(Beginning of Supplied records)

PR #636, opened 2025-07-17
Connection pool: add support for round robin reuse

maartendeprez:
This is done by selecting the last matching connection from the pool instead of the first one.

Also, clean up connections over idle timeout first, before searching for a matching connection. This is important for the round robin case, since otherwise we might select a timed-out connection even though there are newer connections available. This requires an extra scan (binary search) over the stored connections list, but also ensures that timed out connections are cleaned up as early as possible.

### DIFF
--- a/rama-net/src/client/pool.rs
+++ b/rama-net/src/client/pool.rs
@@ -160,14 +160,7 @@ impl ReuseStrategy {
     ) -> Option<(usize, PooledConnection<C, ID>)> {
         let idx = match self {
             Self::FiFo => storage.iter().position(|stored| &stored.id == id)?,
-            Self::RoundRobin => {
-                storage
-                    .iter()
-                    .enumerate()
-                    .rev()
-                    .find(|(_, stored)| &stored.id == id)?
-                    .0
-            }
+            Self::RoundRobin => storage.iter().rposition(|stored| &stored.id == id)?,
         };
 
         let pooled_conn = storage.remove(idx)?;


rama-net/src/client/pool.rs
```diff
@@ -131,13 +132,59 @@ struct PooledConnection<C, ID> {
...
+pub struct LruDropPool<R, C, ID> {
     storage: Arc<Mutex<VecDeque<PooledConnection<C, ID>>>>,
     total_slots: Arc<Semaphore>,
     active_slots: Arc<Semaphore>,
     idle_timeout: Option<Duration>,
     returner: ConnReturner<C, ID>,
+    _marker: PhantomData<R>,
+}
+
+pub struct FiFoReuse;
```
GlenDC: Implement `Clone`, `Debug` and `Default` for these please.
Also mark them non Exhaustive. You can Add also a `pub fn new() -> Self` for it.

This way we can still add state to it in future if we ever need to do so.

rama-net/src/client/pool.rs
```diff
@@ -131,13 +132,59 @@ struct PooledConnection<C, ID> {
...
+pub struct RoundRobinReuse;
+
+trait Reuse<C, ID> {
+    fn get_conn(
+        storage: &mut VecDeque<PooledConnection<C, ID>>,
+        id: &ID,
+    ) -> Option<(usize, PooledConnection<C, ID>)>;
+}
+
+impl<C, ID> Reuse<C, ID> for FiFoReuse
```
GlenDC: Am I going crazy? Do you not just do exactly the same in the `Reuse` impl of `FiFoReuse` and `RoundRobinReuse`?

```
let idx = storage.iter().position(|stored| &stored.id == id)?;
```

```
let idx = storage
            .iter()
            .enumerate()
            .find(|(_, stored)| &stored.id == id)?
            .0;
 ```
 
 These are equivalent, no??

File: rama-net/src/client/pool.rs [hunk 3]
```diff
@@ -131,13 +132,59 @@ struct PooledConnection<C, ID> {
...
     active_slots: Arc<Semaphore>,
     idle_timeout: Option<Duration>,
     returner: ConnReturner<C, ID>,
+    _marker: PhantomData<R>,
+}
+
+pub struct FiFoReuse;
+pub struct RoundRobinReuse;
+
+trait Reuse<C, ID> {
```
GlenDC: Given this is a private `trait`, I do not see a point in having this `R` become a new generic in the pool. You can anyway not implement it yourself like this. And if so it means your options are fixed. Which means you can just work with an enum to represent your choices... But then again... afaik atm your two things are exactly the same o.o

GlenDC (changes requested):
I have some questions about your implementation here. I think @soundofspace is back next week, please discuss with him and see how to proceed with it.

rama-net/src/client/pool.rs
maartendeprez: Can be an enum if you prefer, to keep types simple. Main reason to make the trait public in the current implementation would be to allow genericity over reuse policy, but with an enum you get that for free. Public trait might be useful if someone wants to implement a clever reuse policy for some specific use-case.

If we make the `Reuse` trait public, we also need to make `PooledConnection` public, but I don't think that would be a problem.

soundofspace: I would also switch to an enum to keep types simple and step away from the Reuse trait. Goal of this default pool implementation was always to support the most common use cases without going too crazy (if people need clever stuff they can always implement a custom Pool)

Introducing a nested trait for a specific pool implementation feels like we are trying to support to much, but I'm open for it if there are other use cases? (but feels like just extending the enum in those cases is also the way to go)

Having an enum like ReuseStrategy { FiFo (default), RoundRobin, MaybeMore } makes it also very easy to support these strategies in `HttpPooledConnectorConfig` and `EasyHttpWebClientBuilder`, which is nice bonus. Without that enum its also possible but would introduce new generics and more complex types everywhere

rama-net/src/client/pool.rs
```diff
@@ -131,13 +132,77 @@ struct PooledConnection<C, ID> {
     last_used: Instant,
 }
 
+pub type FiFoReuseLruDropPool<C, ID> = LruDropPool<FiFoReuse, C, ID>;
+pub type RoundRobinReuseLruDropPool<C, ID> = LruDropPool<RoundRobinReuse, C, ID>;
+
 /// Connection pool that uses FiFo for reuse and LRU to evict connections
```
soundofspace: I see still quite some comments/traces mentioning FiFo can you do a sweep of these and update them

rama-net/src/client/pool.rs
maartendeprez: Hm, question about the enum solution... Can we rename the pool type? Do we leave a FiFoReuse alias for backward compatibility?

GlenDC:
Don't merge this @soundofspace , want to give this another review tonight

rama-net/src/client/pool.rs
```diff
@@ -131,13 +131,48 @@ struct PooledConnection<C, ID> {
...
+
+impl ReuseStrategy {
+    fn get_conn<C, ID: PartialEq>(
+        &self,
+        storage: &mut VecDeque<PooledConnection<C, ID>>,
+        id: &ID,
+    ) -> Option<(usize, PooledConnection<C, ID>)> {
+        let idx = match self {
+            Self::FiFo => storage.iter().position(|stored| &stored.id == id)?,
+            Self::RoundRobin => {
```
GlenDC: Maybe I'm missing something @maartendeprez and @soundofspace , but how is this RoundRobin? This just seems like `LiFo` to me?

rama-net/src/client/pool.rs
```diff
@@ -131,13 +131,48 @@ struct PooledConnection<C, ID> {
...
+                storage
+                    .iter()
+                    .enumerate()
```
GlenDC: I'm also confused why in 1 case you use `position` and another one `enumerate + find`? they are the same ... And you could still combine that with `rev`...? Even though not sure rev is what you want here.

rama-net/src/client/pool.rs
```diff
@@ -231,41 +275,33 @@ where
...
-                    timeout_triggered = true;
-                }
-            }
-
-            // Since we always insert in the beginning we can assume if this connection has been idle for too long
-            // all connections older then this one should also be evicted
-            if timeout_triggered {
+        if let Some(timeout) = self.idle_timeout {
+            let now = Instant::now();
+            let idx = storage.partition_point(|conn| now.duration_since(conn.last_used) <= timeout);
```
GlenDC, line 285: this could use 1 or 2 sentences of high level explanation of the desired intent here (code docs). Code that is highly technical like this are the typical places that initial implementations or refactors make mistakes in. Knowing the intent is an easy way to verify what is desired here.

rama-net/src/client/pool.rs
```diff
@@ -1010,4 +1044,48 @@ mod tests {
...
+        }
+
+        drop(conns);
+
+        // We should now have two connections with the same key in the pool,
+        // from most to least recently used. ([conn2, conn1]). Requesting
+        // another connection should return the first or last one depending on
+        // the reuse policy.
+        let conn = svc
+            .connect(Context::default(), String::from(""))
```
GlenDC: not that I care too much but why do you use a string type here instead of the much simpler to use `()`?

rama-net/src/client/pool.rs
```diff
@@ -472,15 +506,15 @@ where
         if result.is_err() {
             let id = &self.pooled_conn.as_ref().expect("msg").id;
             trace!(
-                "fifo connection pool: detected error result, marking connection w/ id {id:?} as failed"
+                "lru connection pool: detected error result, marking connection w/ id {id:?} as failed"
```
GlenDC: wasn't the case before either but I prefer to use capitals if it's not a word, so `LRU`. "shortened versions" of words like `id` are fine to lowercase because that can be seen as a word.

rama-net/src/client/pool.rs
```diff
@@ -231,41 +275,33 @@ where
...
+                active_slot,
+                pooled_conn: Some(pooled_conn),
+                returner: self.returner.clone(),
+                failed: false.into(),
+            }));
+        }
+
         let pool_slot = match self.total_slots.clone().try_acquire_owned() {
             Ok(permit) => PoolSlot(permit),
             Err(_) => {
```
GlenDC: You might as well include this error in your trace `: {err}` so it's not just silenced into the void

rama-net/src/client/pool.rs
```diff
@@ -231,41 +275,33 @@ where
...
             }
         }
 
+        if let Some((idx, pooled_conn)) = self.reuse_strategy.get_conn(&mut storage, id) {
+            trace!("lru connection pool: connection #{idx} found for given id {id:?}");
+            return Ok(ConnectionResult::Connection(LeasedConnection {
+                active_slot,
+                pooled_conn: Some(pooled_conn),
+                returner: self.returner.clone(),
+                failed: false.into(),
```
GlenDC: I prefer you use notations like `AtomicBool::new` here so it's clear from reading this one line what is getting created here (without having to have an IDE to do so)

rama-net/src/client/pool.rs
maartendeprez: It uses the least recently used connection wit matching id, which is returned to the front of the queue after use. That makes the pool rotate through all available connections for sequential requests, in contrast to using only the first connection for FiFo.

GlenDC: Oh ok that sounds about right then. My bad in my head we were adding to the back, didn't check that part.

rama-net/src/client/pool.rs
maartendeprez: I tested that. It returns the position from the end of the list.

```rs
fn main() {
    let conns = vec!["A", "B", "A", "C", "D", "E", "F"];
    println!("{:?}", conns.iter().rev().position(|c| *c == "A"));
    println!("{:?}", conns.iter().enumerate().rev().find_map(|(i,c)| (*c == "A").then_some(i)));
}
```

Outputs:
```
Some(4)
Some(2)
```

Of course we can use (length - idx), up to you.

GlenDC: Yes you would indeed need to compute the index based on the length. But that's what you want.
Because the only way the other one works is because it has to first store all your enumerations in a collection, such that it can than reverse it. I might be wrong but that feels like a useless allocations that can be avoided. Or perhaps it is actually somehow efficiently implemented, do tell me, haven't checked what it will boil down to.

soundofspace: Enumerate already know the exact length of the vec so it actually does this shortcut for us, so this approach is very effeciently and I do like it more also vs length-idx

soundofspace: nvm `rposition()` exists for this exact use case (just came across it somewhere else). Fyi length - idx will also be wrong by 1, so that would have to be length - idx - 1 (perfect example why functional is often safer).

rama-net/src/client/pool.rs
maartendeprez: Added a comment

rama-net/src/client/pool.rs
maartendeprez: Indeed, the off-by-one was what i wanted to avoid, but `rposition` is better

rama-net/src/client/pool.rs
maartendeprez: Uppercased in all log messages

rama-net/src/client/pool.rs
maartendeprez: Uppercased in all log messages

rama-net/src/client/pool.rs
maartendeprez: Simplified it using `()`.

rama-net/src/client/pool.rs
GlenDC: Agreed

rama-net/src/client/pool.rs
```diff
@@ -472,15 +512,15 @@ where
...
             self.mark_as_failed();
         }
         result
     }
 }
 
-impl<C, ID: Debug> Debug for FiFoReuseLruDropPool<C, ID> {
+impl<C, ID: Debug> Debug for LruDropPool<C, ID> {
     fn fmt(&self, f: &mut std::fmt::Formatter<'_>) -> std::fmt::Result {
         f.debug_list()
```
GlenDC, line 525: @soundofspace as this is your code originally. This misses debug info about properties such as timeout and now also reuse strategy

GlenDC:
Looks good to me. @soundofspace  can you review one last time? If approved by you as well it can be merged in.

rama-net/src/client/pool.rs
soundofspace: Will fix that later

soundofspace (approved):
Looks great!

(End of Supplied records)

Work order -
Work out how many lines in the material above hold the string "recently", and reply with the number only.

Output -
2